From Ronald McDonald House to Chabad House

Fargo’s Jewish community is moving into a new home, one that couldn’t be more tailor-made for their exact needs. And until now, it was a Ronald McDonald House.

“As soon as we saw it, we knew it was perfect,” said Rabbi Yonah Grossman, who co-directs Chabad of North Dakota with his wife Esti. “It’s got everything we need to help the North Dakota Jewish community feel more connected to their Judaism.”

From top to bottom, the building is perfectly set up for use as a center for Chabad of North Dakota. Unlike many other Chabad branches, which serve a community located within walking distance, Chabad of North Dakota serves Jews who live in cities scattered throughout the vast state. For guests who often drive three or four hours from their hometowns, the basement hospitality suites — complete with a private entrance and en suite bathrooms — will make joining the community for Shabbos and yom tov accessible and affordable.”

“Having a Chabad House in such a nice location is wonderful for the Jewish community of Fargo and the surrounding area,” said Chaya from Fargo. “I’m excited that the Chabad House will have guest accommodations, and I’ll be able to stay there for Shabbos!”

The main floor of the building is packed with features that will be of tremendous benefit to the burgeoning Fargo Jewish community. There will be a shul, a classroom, and a library on the main floor of social spaces. The building is equipped with a kitchen of commercial size but residential feel that Esti Grossman says will be perfect for community challah bakes and Shabbos and yom tov hospitality. Incredibly, the kitchen comes with two of each appliance, from ovens to microwaves, in two separate sides. “It’s as if it was custom-built for a Jewish home,” Esti said.

People of all ages and abilities will be welcome at the center, as it is fully handicap-accessible and contains a children’s’ playroom, a lounge perfect for young adults, and a classroom that will be used for Hebrew school and adult education. 

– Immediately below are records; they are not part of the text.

PR #350, opened 2021-02-10
Key management overview step trimming

wackerow:
- Rearranged the "Key management" overview step copy to fit a little nicer and remove some redundancy. This prevents the "Continue" button from shifting downward too much during this flow.
- Also adds an instance of intl to acknowledgement index page

### DIFF
--- a/src/pages/Acknowledgements/pageContent.tsx
+++ b/src/pages/Acknowledgements/pageContent.tsx
@@ -155,33 +155,10 @@ export const pageContent = {
         </Text>
         <Text size="medium" className="mt20">
           <FormattedMessage
-            defaultMessage="Your validator keys are derived from a unique mnemonic (or seed). Your
-              mnemonic/seed will be the ONLY WAY to withdraw your funds. Above all, keep it safe! No
-              one can help you if you lose this phrase."
-          />
-        </Text>
-        <Text size="medium" className="mt20">
-          <FormattedMessage
-            defaultMessage="We'll help you create keys for each of your validators. These keys
-              will be saved in password-encrypted keystore files and you will need to give these
-              to your validator software to begin validating*. You will also receive a deposit file
-              to upload to this website with the public keys for your validator."
-          />
-        </Text>
-        <Text size="medium" className="mt20">
-          <FormattedMessage
-            defaultMessage="*Warning: Do not store keys on multiple/backup validators at once {readMore}"
-            values={{
-              readMore: (
-                <Link
-                  className="my10"
-                  primary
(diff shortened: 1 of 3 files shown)


src/pages/Acknowledgements/pageContent.tsx
```diff
@@ -165,13 +170,7 @@ export const pageContent = {
...
         <Text size="medium" className="mt20">
           <FormattedMessage
-            defaultMessage="If you're unfamiliar with keys and mnemomics, please don't proceed. Your
-              keys will be your responsibility and no one can help you if you lose them."
-          />
-        </Text>
-        <Text size="medium" className="mt20">
-          <FormattedMessage
-            defaultMessage="*Warning: Do not store keys on multiple/backup validators at once. {readMore}"
+            defaultMessage="*Warning: Do not store keys on multiple/backup validators at once {readMore}"
```
ryancreatescopy, line 173: I wonder whether this warning would be better on the generate keys step. There's already a lot of information on this page.

src/pages/Acknowledgements/pageContent.tsx
```diff
@@ -147,12 +147,17 @@ export const pageContent = {
...
+            defaultMessage="To become a validator you'll need to know about managing keys and
+              protecting a mnemonic. If you are not yet familiar with keys and mnemomics, please
+              do not proceed."
+          />
         </Text>
         <Text size="medium" className="mt20">
           <FormattedMessage
-            defaultMessage="Your validator keys are derived from a uniquemnemonic (or seed). Your
-              seed will be the ONLY WAY to withdraw your funds. Above all, keep it safe!"
+            defaultMessage="Your validator keys are derived from a unique mnemonic (or seed). Your
```
ryancreatescopy, line 158: I wonder whether the paragraph below is needed in this section. 

```
"We'll help you create keys for each of your validators. These keys will be saved in password-encrypted keystore files and you will need to give these to your validator software to begin validating*. You will also receive a deposit file to upload to this website with the public keys for your validator."
```

Could it be something like: 

```
"We'll help you create keys for every validator you want to run. They keys are an important part of linking your ETH with your validator. They'll be generated via a mnemonic (seed) which you need to keep safe. Your mnemonic will be the only way to withdraw your ETH when the time comes and no one can help you recover your mnemonic if you lose it.
 ```
 
 This will condense the two paragraphs and remove redundant info (for now)

ryancreatescopy (changes requested):
See comments

ryancreatescopy (approved):

ryancreatescopy:
Approved as I understand the titles in `pageContent` are covered by `<FormattedMessage>` in an other PR.

samajammin (approved):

“At Chabad of North Dakota, we pride ourselves on making sure everyone feels welcome,” said Rabbi Yonah. “This building has so much to offer to everyone who comes through the door!”

The building was used as a Ronald McDonald House, hosting families whose children were hospitalized in the nearby Sanford Children’s Hospital. It has been kept in excellent condition and is move-in ready. With the Ronald McDonald House moving to a new location, the building — which is situated on a double lot in the center of town — became available at a very affordable price.  “This new building is large, and will open up opportunities for us to gather and grow,” Chaya explained. 

Led by the Grossmans, who have helmed Chabad of North Dakota since 2012, the state’s small but proud Jewish community has experienced a renaissance. “Chabad of North Dakota has helped me reconnect to my roots,” said John Engert from Fargo. Describing his relationship with the Grossman’s, David Tselnik, a longtime Fargo resident said, “I became a part of their lives. That helps me because I live alone. I don’t have any relatives here. I am a Jew and that helps me to feel among Jews.” 

With a once-in-a-lifetime opportunity to expand, Chabad of North Dakota has launched a fundraising campaign to underwrite the down payment and improvements to the building. 

Generous donors will match up to $100,000 in contributions, which are tax-deductible.

And when the planned improvements are completed, the building will host something North Dakota has not seen in many years: a kosher mikva. While records exist of a mikva that was built in 1912, and others built by Jewish homesteaders yet earlier, they are long gone, leaving Jewish women to make the four-hour drive to the Twin Cities in neighboring Minnesota to fulfill this sacred mitzvah. With the acquisition of the new Chabad center and the building of the new mikva, another link in North Dakota’s long Jewish history will be forged.